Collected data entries
>>>>
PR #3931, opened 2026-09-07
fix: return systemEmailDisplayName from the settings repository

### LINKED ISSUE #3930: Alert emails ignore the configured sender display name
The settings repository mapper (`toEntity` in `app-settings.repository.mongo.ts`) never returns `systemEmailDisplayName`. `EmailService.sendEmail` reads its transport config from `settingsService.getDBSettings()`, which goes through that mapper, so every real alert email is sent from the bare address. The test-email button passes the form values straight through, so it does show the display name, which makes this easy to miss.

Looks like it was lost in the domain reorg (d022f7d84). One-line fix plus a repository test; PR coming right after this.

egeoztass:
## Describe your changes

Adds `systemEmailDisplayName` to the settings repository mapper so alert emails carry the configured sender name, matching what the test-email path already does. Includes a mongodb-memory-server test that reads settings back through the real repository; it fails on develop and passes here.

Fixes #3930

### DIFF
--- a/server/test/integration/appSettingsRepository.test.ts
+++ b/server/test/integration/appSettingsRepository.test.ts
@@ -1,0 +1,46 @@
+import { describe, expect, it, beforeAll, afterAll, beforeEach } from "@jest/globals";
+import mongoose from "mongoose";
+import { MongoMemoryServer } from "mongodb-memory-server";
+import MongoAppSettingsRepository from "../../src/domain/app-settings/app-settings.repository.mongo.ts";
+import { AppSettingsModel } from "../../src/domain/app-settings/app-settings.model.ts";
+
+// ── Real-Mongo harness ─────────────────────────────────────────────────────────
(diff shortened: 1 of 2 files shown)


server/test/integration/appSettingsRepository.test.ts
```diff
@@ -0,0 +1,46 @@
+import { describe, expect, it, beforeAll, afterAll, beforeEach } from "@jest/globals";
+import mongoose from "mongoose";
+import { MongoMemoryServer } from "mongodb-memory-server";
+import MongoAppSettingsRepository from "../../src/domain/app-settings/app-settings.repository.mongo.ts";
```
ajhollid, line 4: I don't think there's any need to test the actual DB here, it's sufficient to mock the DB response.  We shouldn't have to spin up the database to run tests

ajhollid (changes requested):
<<<<
From the first line above through the line that contains "(diff shortened: 1 of 2 files shown)", quote each line exactly. Output nothing more.

## Exercise solution
PR #3931, opened 2026-09-07
fix: return systemEmailDisplayName from the settings repository

### LINKED ISSUE #3930: Alert emails ignore the configured sender display name
The settings repository mapper (`toEntity` in `app-settings.repository.mongo.ts`) never returns `systemEmailDisplayName`. `EmailService.sendEmail` reads its transport config from `settingsService.getDBSettings()`, which goes through that mapper, so every real alert email is sent from the bare address. The test-email button passes the form values straight through, so it does show the display name, which makes this easy to miss.

Looks like it was lost in the domain reorg (d022f7d84). One-line fix plus a repository test; PR coming right after this.

egeoztass:
## Describe your changes

Adds `systemEmailDisplayName` to the settings repository mapper so alert emails carry the configured sender name, matching what the test-email path already does. Includes a mongodb-memory-server test that reads settings back through the real repository; it fails on develop and passes here.

Fixes #3930

### DIFF
--- a/server/test/integration/appSettingsRepository.test.ts
+++ b/server/test/integration/appSettingsRepository.test.ts
@@ -1,0 +1,46 @@
+import { describe, expect, it, beforeAll, afterAll, beforeEach } from "@jest/globals";
+import mongoose from "mongoose";
+import { MongoMemoryServer } from "mongodb-memory-server";
+import MongoAppSettingsRepository from "../../src/domain/app-settings/app-settings.repository.mongo.ts";
+import { AppSettingsModel } from "../../src/domain/app-settings/app-settings.model.ts";
+
+// ── Real-Mongo harness ─────────────────────────────────────────────────────────
(diff shortened: 1 of 2 files shown)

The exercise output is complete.